2023-05-28 21:53:42 | 小説(海外)

undefinedの画像「リンカーン弁護士」の映画から。

著者     :  マイケル・コナリー

生年     :  1956年

出身地    :  アメリカ、フィアデルフィア

出版年    :  2013年

邦訳出版年  :  2017年

邦訳出版社  :  (株)講談社

訳者     :  古沢嘉道

 

★☆感想☆☆☆

映画にもテレビ・ドラマにもなっているリンカーン弁護士・シリーズの第5作。この作品はまだ映画にもドラマにもなっていない。
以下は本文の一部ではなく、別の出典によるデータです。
PR #1978, opened 2020-06-17
Use the filesystem from the object cache when unmounting / mounting filesystems.

johnsonw:
Use the filesystem from the object cache when unmounting / mounting filesystems.

---
This change is [Reviewable](https://reviewable.io/reviews/whamcloud/integrated-manager-for-lustre/1978)

### DIFF
--- a/chroma_core/models/client_mount.py
+++ b/chroma_core/models/client_mount.py
@@ -293,7 +293,17 @@ class MountLustreFilesystemsJob(AdvertisedJob):
     def get_steps(self):
         search = lambda cm: (cm.host == self.host and cm.state == "unmounted")
         unmounted = ObjectCache.get(LustreClientMount, search)
-        args = dict(host=self.host, filesystems=[(m.filesystem.mount_path(), m.mountpoint) for m in unmounted])
+        args = {
+            "host": self.host,
+            "filesystems": [
+                (
+                    ObjectCache.get_one(ManagedFilesystem, lambda mf, mtd=m: mf.name == mtd.filesystem).mount_path(),
+                    m.mountpoint,
+                )
+                for m in unmounted
+            ],
+        }
+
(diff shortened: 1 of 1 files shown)


chroma_core/models/client_mount.py
```diff
@@ -293,7 +293,17 @@ def description(self):
     def get_steps(self):
         search = lambda cm: (cm.host == self.host and cm.state == "unmounted")
         unmounted = ObjectCache.get(LustreClientMount, search)
-        args = dict(host=self.host, filesystems=[(m.filesystem.mount_path(), m.mountpoint) for m in unmounted])
+        args = {
+            "host": self.host,
+            "filesystems": [
+                (
+                    ObjectCache.get_one(ManagedFilesystem, lambda mf, mtd=m: mf.name == mtd.filesystem).mount_path(),
```
ip1981, line 300: What's the difference comparing to the above two lines (`search=` and `unmounted=`)?

johnsonw: The `unmounted` is a list of unmount `LustreClientMount` objects. We loop through each of these and match on the filesystem whose name in the umounted client mount objects matches the filesystem name. That will then give a list of filesystems that correspond to the mounts. For example, say we have:

Filesystems:
fs1, fs2, and fs3.

Mounts:
mnt1, mnt2

mnt1 is associated with fs1
mnt2 is associated with fs2

We unmount both of these instances but their object still exists. We then later want to mount them. The expression would return a list with:
[fs1, fs2]

johnsonw: The problem i'm working through at the moment is that the mount path is erased when a client is unmounted.

jgrund: > That can (should) be in a separate patch.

弁護士マイケル(ミッキー)・ハラーはアール・ブリックスの運転する高級車リンカーンの後部座席を事務所代わりにしている。アールは母親の住宅差し押さえ問題でうまく解決したハラーの弁護料の代わりに運転手として働いている。2番目の妻のローナ・テイラーはハラーのマネージャーで、ハラーの調査員のシスコと結婚している。3人の関係は非常に良好で固い絆で結ばれている。1番目の妻はマギーは文書整理担当検事補。2人の間の娘16歳のヘイリーは、飲酒運転癖のある依頼人をハラーが無罪にした直後に、ヘイリーの友人とその母親をまた飲酒運転で撥ねて殺してしまったことから、父親と絶縁してしまった。ハラーはヘイリーがサッカーをする姿を丘の上から双眼鏡で眺めるしかない。また、亡きハラーの父親の弁護士事務所の共同経営者だったリーガル・シーゲルは今は老人ホームにいるが、ハラーの相談相手である。リーガルが「罪責の神々」について語り、ハラーがそれに答える場面である。

 

 「きみの父親は、陪審員たちのことをいつも、『罪責の神々』と呼んでいた。おぼえているかね?」

 「ああ。連中が有罪か無罪かを決めるからだ。なにが言いたいんだ、リーガル?」

 「言いたいのは、われわれの暮らしのなかでの毎日を、そしてわれわれがするすべての動きに対して批判する人がおおぜいいるということだ。罪責の神々はおおぜいいるのだ。それをわざわざ増やす必要はない」

 わたしはうなずいたが、どうしても返事をせずにはおれなかった。

 「サンディ・パターソンと彼女の娘のケイティ」

 リーガルはわたしの返事に困惑している様子だった。彼はその名前に聞き覚えがなかった。わたしは、当然ながら、一生忘れないだろう。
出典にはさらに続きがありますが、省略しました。